━━━━━ Record extracts
PR #1299, opened 2020-07-24
Optimize accounts totals updates

tsachiherman:
## Summary
Existing code was calling `accountsNewRound` for each updated round, updating the account totals by applying the deltas. This works correctly, but not very efficiently.

If we have a series of updates that were batched together ( let's say 500 rounds ), we will be calling this function 500 times. On each such iteration, we'll load the current totals from disk, update the totals based on the reward changes and the new accounts data, and store it back to disk. In total we would have 500 read and 500 write operations.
━━━━━━━━━━
**Required action**
Please reproduce exactly the lines above, beginning with the first and ending with the line that contains "Existing code was", and include nothing outside that range.

**Response to this exercise**
PR #1299, opened 2020-07-24
Optimize accounts totals updates

tsachiherman:
## Summary
Existing code was calling `accountsNewRound` for each updated round, updating the account totals by applying the deltas. This works correctly, but not very efficiently.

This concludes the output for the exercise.